One of those plays came early in the game, when Skelton – needing five yards for a first down at the Denver 18-yard line – was pushed right under pressure and appeared to have running back Tim Hightower wide open for a first down. Instead, Skelton held it and threw a lower-percentage pass that fell incomplete.

The Cardinals aren't the only one trying to break in a rookie. Carolina, where the Cards visit Sunday, have Jimmy Clausen at quarterback. Like Skelton, Panthers coach John Fox probably wouldn't have played Clausen if he could have helped it. "You're playing against the best in the world and I think that is tough for anybody, not just Jimmy Clausen," Fox said.

That's why Cardinals coach Ken Whisenhunt said he wants to be extra careful with Skelton in terms of adding to the play sheet this weekend.

"It was obvious today that he was a little bit more comfortable with what we were doing," Whisenhunt said. "I think that you have to be very careful about thinking that you can give him too much. Last week the best thing that he did was the way he handled himself, not turning the ball over, and you don't want to give him too much so that you affect that first and foremost."


When running back Tim Hightower fumbled early in the fourth quarter and with Beanie Wells ill and out of the game, Whisenhunt turned to LaRod Stephens-Howling as his running back. The opportunity was important – but after returning the kickoff and then getting the ball via run or pass on six straight plays, he was torched and Whisenhunt was forced to put Hightower back in.
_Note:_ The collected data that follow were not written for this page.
PR #1026, opened 2021-12-15
Show static ip info on ISO download page too

rawagner:
Fix iso-download/iso-config logic
Update static network help text

### DIFF
--- a/src/common/components/clusterConfiguration/DownloadIso.tsx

It's a fine line to walk with Stephens-Howling, Whisenhunt said, since he is so versatile but can then get tired quickly in so many roles (and is only 5-foot-8 to begin with).

"You've got to make sure to track how many plays he's been getting," Whisenhunt said. "You don't want to lose him."
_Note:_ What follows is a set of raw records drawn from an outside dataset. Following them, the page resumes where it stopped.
PR #1028, opened 2021-12-16
MGMT8041: Update minimum hw requirements alerts/popovers

rawagner:
Screenshot from 2021-12-16 13-19-10

Screenshot from 2021-12-16 13-15-39


rawagner:
@ShiranHi FYI in the JIRA you mentioned to keep the alert expanded if there are no hosts but PF does not have that option

ShiranHi:
@rawagner regarding the expanded inf-bar: can we have it open by default, but keep it closed once users collapsed it? do we have any other solution we can have here?

nirfarkas:
@ShiranHi why not use here the same pattern we're using in AI?
We have a link button that takes the minimum vertical space and clicking on it is showing the info in a modal.

ShiranHi:
@nirfarkas we created an info bar because we wanted to make it more prominent than just one small link on top of the table view. It is more accessible this way to read while users see the table right below it.

mareklibra (dismissed):

rawagner:
@mareklibra Lets put this on hold, seems like @nirfarkas and @ShiranHi did not yet agree if the design is ok.

ShiranHi:
@rawagner, @nirfarkas and I just talked about this and agreed that in this case, it is ok to have it as an info-bar in CIM and as a link in AI, so let's keep it as implemented.

src/cim/components/InfraEnv/AgentAlerts.tsx
```diff
@@ -18,22 +26,38 @@ const AgentAlerts: React.FC<AgentAlertsProps> = ({ infraEnv, bareMetalHosts, doc
...
+      )}
+      {aiConfigMap && (
+        <Alert
+          title="Minimum hardware requirements"
+          variant={AlertVariant.info}
+          isInline
+          isExpandable
+          className="cim-resource-alerts"
+        >
+          <HostRequirements {...getHWRequirements(aiConfigMap)} />
```
jtomasek, line 56: The list in the alert is left-padded too much as seen on the screenshot. That is caused by presence of `<TextContent>` inside `HostRequirements`'s render function.

Since `HostRequirements` component is currently used only on one place, I'd suggest renaming it to `HostRequirementsList` and take the `TextContent` out and use it like this in `MinimalHWRequirements` component:
```
<TextContent>
  <HostRequirementsList {...getHWRequirements(aiConfigMap)} isSNOCluster={isSNOCluster} />
</TextContent>
```

rawagner: good catch. Fixed
Screenshot from 2022-02-08 15-32-21

jtomasek (approved):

Stephens-Howling admitted that sometimes, the extra duties can be difficult, but "I gut it out as long as I can." As for the sequence Sunday, "it was rough."

"But that's what I want," Stephens-Howling said. "I can't come out and say I'm tired, that's my opportunity to get the ball."


For a second straight year, Ben Graham leads all NFC punters in fan Pro Bowl voting. Of course, that didn't help him last year when San Francisco's Andy Lee still was ultimately chosen to go. But that doesn't mean he doesn't appreciate the effort.

"I think it's awesome to know I have that many fans out there, that much support," Graham said. "It means a lot. … To be the leading vote-getter, it's a bit of an honor in itself."

With Pro Bowl fan voting set to close Monday, five other Cardinals are in the top five in the NFC at their respective positions: strong safety Adrian Wilson (second), cornerback Dominique Rodgers-Cromartie (fourth), defensive tackle Darnell Dockett (fifth), guard Alan Faneca (fourth) and wide receiver Larry Fitzgerald (fourth).

The Pro Bowl rosters will be announced Dec. 28.